After the first month, the students were taken to a nearby technical institute and given their first assessment during which they were required to sit in front of desktop computers and answer test questions as if they were in an actual Jamb exam, with Educare providing the software.
“We noticed something significant. A lot of people had never touched a computer before,” Mr Onyia said.
“You only saw a computer on the whiteboard, you’ve never touched a computer before and you’re writing Jamb? So we saw that there is a knowledge gap and also a technology gap. The failure was massive.”
A 2020 survey by Nigeria’s National Bureau of Statistics showed that while more than 95% of Nigerian youth aged between 15 and 35 can surf the internet, just about 45% had basic word processing skills.
The Jamb exams were traditionally written on paper until 2012/13 when the Nigerian government switched to computer-based testing – to reduce the chances of malpractice including corruption from invigilators bribed to alter answers, to stop result sheets going missing or getting destroyed in transit and to reduce from months to about 72 hours the time it took to publish results.

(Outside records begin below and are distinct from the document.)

PR #203, opened 2026-07-06
Adds llvmModuleCombine functionality and deprecates the Module semigroup

kquick:
Note: this is transplanted to here from SAW as it properly belongs here (I plan to remove the SAW version in favor of this one).  Changes from the SAW version include using syb `everywhere` instead of lens `biplate` because this module doesn't use lens, deprecation of the Semigroup (for high-enough GHC versions), and tests.

### DIFF
--- a/src/Text/LLVM/AST.hs
+++ b/src/Text/LLVM/AST.hs
@@ -247,7 +247,7 @@ data Module = Module
 instance
 #if __GLASGOW_HASKELL__ >= 910
   -- Deprecation of instances was added in GHC 9.10
- {-# DEPRECATED "Unsafe! use llvmModuleCombine instead" #-}
+ {-# DEPRECATED "Unsafe! Scheduled for removal: use llvmModuleCombine instead" #-}
 #endif
   Sem.Semigroup Module where
   m1 <> m2 = Module
--- a/src/Text/LLVM/AST.hs
+++ b/src/Text/LLVM/AST.hs
@@ -247,7 +247,7 @@ data Module = Module
 instance
 #if __GLASGOW_HASKELL__ >= 910
   -- Deprecation of instances was added in GHC 9.10
- {-# DEPRECATED "Unsafe! use llvm-combine library instead" #-}
+ {-# DEPRECATED "Unsafe! use llvmModuleCombine instead" #-}
 #endif
   Sem.Semigroup Module where
   m1 <> m2 = Module
--- a/src/Text/LLVM/AST.hs
+++ b/src/Text/LLVM/AST.hs
@@ -10,6 +10,7 @@ incomplete: there are some values that new LLVM versions would accept but are
 not yet represented here.
 -}
 
+{-# LANGUAGE CPP #-}
 {-# LANGUAGE GeneralizedNewtypeDeriving #-}
 {-# LANGUAGE LambdaCase #-}
 {-# LANGUAGE ViewPatterns #-}
@@ -243,7 +244,12 @@ data Module = Module
   } deriving (Data, Eq, Ord, Generic, Show)
 
 -- | Combines fields pointwise.
-instance Sem.Semigroup Module where
+instance
+#if __GLASGOW_HASKELL__ >= 910
+  -- Deprecation of instances was added in GHC 9.10
+ {-# DEPRECATED "Unsafe! use llvm-combine library instead" #-}
+#endif
+  Sem.Semigroup Module where
   m1 <> m2 = Module
     { modSourceName = modSourceName m1 `mplus`   modSourceName m2
     , modTriple     = modTriple m1     <> modTriple     m2
@@ -259,9 +265,13 @@ instance Sem.Semigroup Module where
     , modComdat     = modComdat     m1 <> modComdat     m2
     }
 
-instance Monoid Module where
+instance
+#if __GLASGOW_HASKELL__ >= 910
+  -- Deprecation of instances was added in GHC 9.10
+  {-# DEPRECATED "Scheduled for removal: use emptyModule instead" #-}
+#endif
+  Monoid Module where
   mempty = emptyModule
-  mappend = (<>)
 
 emptyModule :: Module
 emptyModule  = Module
--- a/src/Text/LLVM/Combine.hs
+++ b/src/Text/LLVM/Combine.hs
@@ -1,0 +1,217 @@
+{-# LANGUAGE LambdaCase #-}
+
+{- |
+Module      : Text.LLVM.Combine
+Description : Combine LLVM Modules
+License     : BSD3
+Maintainer  : Kevin Quick <kquick@galois.com>
+Stability   : provisional
+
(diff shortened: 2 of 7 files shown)


src/Text/LLVM/AST.hs
```diff
@@ -243,7 +244,12 @@ data Module = Module
   } deriving (Data, Eq, Ord, Generic, Show)
 
 -- | Combines fields pointwise.
-instance Sem.Semigroup Module where
+instance
+#if __GLASGOW_HASKELL__ >= 910
+  -- Deprecation of instances was added in GHC 9.10
+ {-# DEPRECATED "Unsafe! use llvm-combine library instead" #-}
```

Bosun Tijani, Nigeria’s new minister for communication, innovation and digital economy, published a blueprint in October that highlights a goal of increasing digital literacy in the country to 70% by 2027, including a focus on schools and teachers.
Many Nigerian schools offer ICT as a subject but do not have any or enough facilities.
Some photos on social media once went viral of a teacher in a government school in Ghana who, faced with the same challenge, improvised with detailed chalk diagrams of a Microsoft Word screen.
“Our teachers tell us that it is simple to use a computer, that once you get to the Jamb exam hall, you can just ask someone to show you how to use it and it is simple,” said 17-year-old Naomi Nkechinyere Mba, who also attends the free Jamb preparatory classes.
“They tell us that all we need to do is to focus on our books.”
Naomi will be taking the Jamb for the first time next April, but was nervous when she took her first assessment test at the training centre.
“I was palpitating. But the second time, I got used to it,” she said.
After each monthly assessment, the teachers identify which students were nervous or unfamiliar with the computer.
“We do a bit of computer appreciation for them to know how to use a mouse, how to use technology,” said Chimezie Aneke, the administrator of the programme. “It’s something they can learn in a few minutes.”
Mr Onyia has promised the students that he, Senator Osi Ngwu and the Ngwo YellowPages will sponsor all of those who score above 300 in the Jamb with full scholarships for the entire duration of whatever course they choose to study in any Nigerian public university.
He describes being pleased at seeing many of them now scoring higher in the monthly assessments.
His social media posts about the project have led to people from around Nigeria getting in touch with him for advice on how to replicate similar initiatives in their own communities.
“I know that we may not be passionate enough to help other villages, but if more people can support their own people collectively, we’ll definitely have a much better Nigeria,” Mr Onyia said.
The free lessons in Ngwo are scheduled to continue until shortly before the next Jamb, in April. Christian, who is now proficient with a desktop computer, is keen to retake the exam.
“I am very, very confident about next year’s Jamb,” he said.
Adaobi Tricia Nwaubani is a freelance Nigerian journalist and novelist based in Abuja.